Reading Financial Reports for Dummies by Lita Epstein

Reading Financial Reports for Dummies by Lita Epstein

Author:Lita Epstein [Epstein, Lita]
Language: eng
Format: epub
ISBN: 9781118761939
Amazon: 1118761936
Publisher: For Dummies
Published: 2013-12-31T05:00:00+00:00


The key question to ask is whether a company’s current ratio shows that it’s able to cover short-term obligations. Generally, the rule of thumb is that any current ratio between 1.2 and 2.0 is sufficient for a business to operate. Keep in mind that the ratio varies among industries.

A current ratio below 1 is a strong danger sign that the company is headed for trouble. A ratio below 1 means the company is operating with negative working capital; in other words, its current debt obligations exceed the amount of money it has available to pay those debts.

A company also can have a current ratio that’s too high. Any ratio over 2

means the firm isn’t investing its assets well. The company can probably put some of those short-term assets to better use by investing them in growth opportunities.
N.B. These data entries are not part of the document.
PR #775, opened 2023-07-27
Change Pair to use fst/snd annotations

krame505:
# Changes
Depends on #773. 

We discussed this change a while ago but never actually did it - this changes the definition of `Pair` from 
```
synthesized attribute fst<a> :: a;
synthesized attribute snd<a> :: a;
data nonterminal Pair<a b> with fst<a>, snd<b>;
production pair
top::Pair<a b> ::= x::a y::b
{
  top.fst = x;
  top.snd = y;
}
```
to
```
annotation fst<a> :: a;
annotation snd<a> :: a;
data nonterminal Pair<a b> with fst<a>, snd<b>;
production pair
top::Pair<a b> ::=
{}
```

This gives a slight performance improvement, as we don't need to create a `DecoratedNode` to access an annotation.  This is also a nice demo of Silver's support for "records" via annotations (which works out a bit nicer now with the addition of deriving support in #774.)  

# Documentation
https://github.com/melt-umn/melt-website/pull/52


krame505:
This is currently failing to build due https://github.com/melt-umn/silver/issues/776

ericvanwyk (approved):

ericvanwyk:
Can one still pattern match on pairs if annotations are used instead of regular child terms?

krame505:
Yes, one can still write 
```
case foo of
| pair(fst=42, y=a) -> ...
end
```
or
```
case foo of
| (42, a) -> ...
end
```
using tuple syntax.

ericvanwyk:
Of course - the tuples extension is what we'd use in most applications. Thanks.

PR #783, opened 2023-08-08
Add a couple misc utilities

krame505:
# Changes
Add list sum/product and instance MonadFail IO

# Documentation
Doc comments


remexre (approved):
LGTM; these should probably go on Foldable when we get that. (or just use a foldable instead of [])

krame505:
Yeah, there's a bunch of utils specialized to `[]` at the moment that could be `Foldable` eventually.

PR #794, opened 2023-09-01
Add heading for tests in pull request template

RandomActsOfGrammar:
# Changes
This adds a heading to pull requests requiring a description of what testing is written for the changes.  I think we have had problems in the past with tests not being written.  This change will bring tests to mind before any change is incorporated into Silver and help ensure the reviewer also considers the tests written, or the lack thereof, before approving.

# Documentation
This does not require any documentation because it will show up whenever someone tries to make a pull request and does not affect anything else.


ericvanwyk (approved):
Good idea!

krame505 (approved):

However, many lenders and analysts believe that the current ratio isn’t a good enough test of a company’s debt-paying ability because it includes some assets that aren’t easy to turn into cash, such as inventory. A company must sell the inventory and collect the money before it has cash to work with, and doing so can take a lot more time than using cash that’s already on hand, or just collecting money due for accounts receivable, which represent customer accounts for items already purchased.

Determining the Quick Ratio

Stricter than the current ratio is a test called the quick ratio or acid test ratio, which measures a company’s ability to pay its bills without taking inventory into consideration. The calculation includes only cash on hand or cash already due from accounts receivable. Unlike the current ratio, the quick ratio doesn’t include money anticipated from the sale of inventory and the collection of money from those sales. To calculate this ratio, you use a two-step process: First, find the assets that a company can quickly turn into cash; then divide those quick assets by the current liabilities.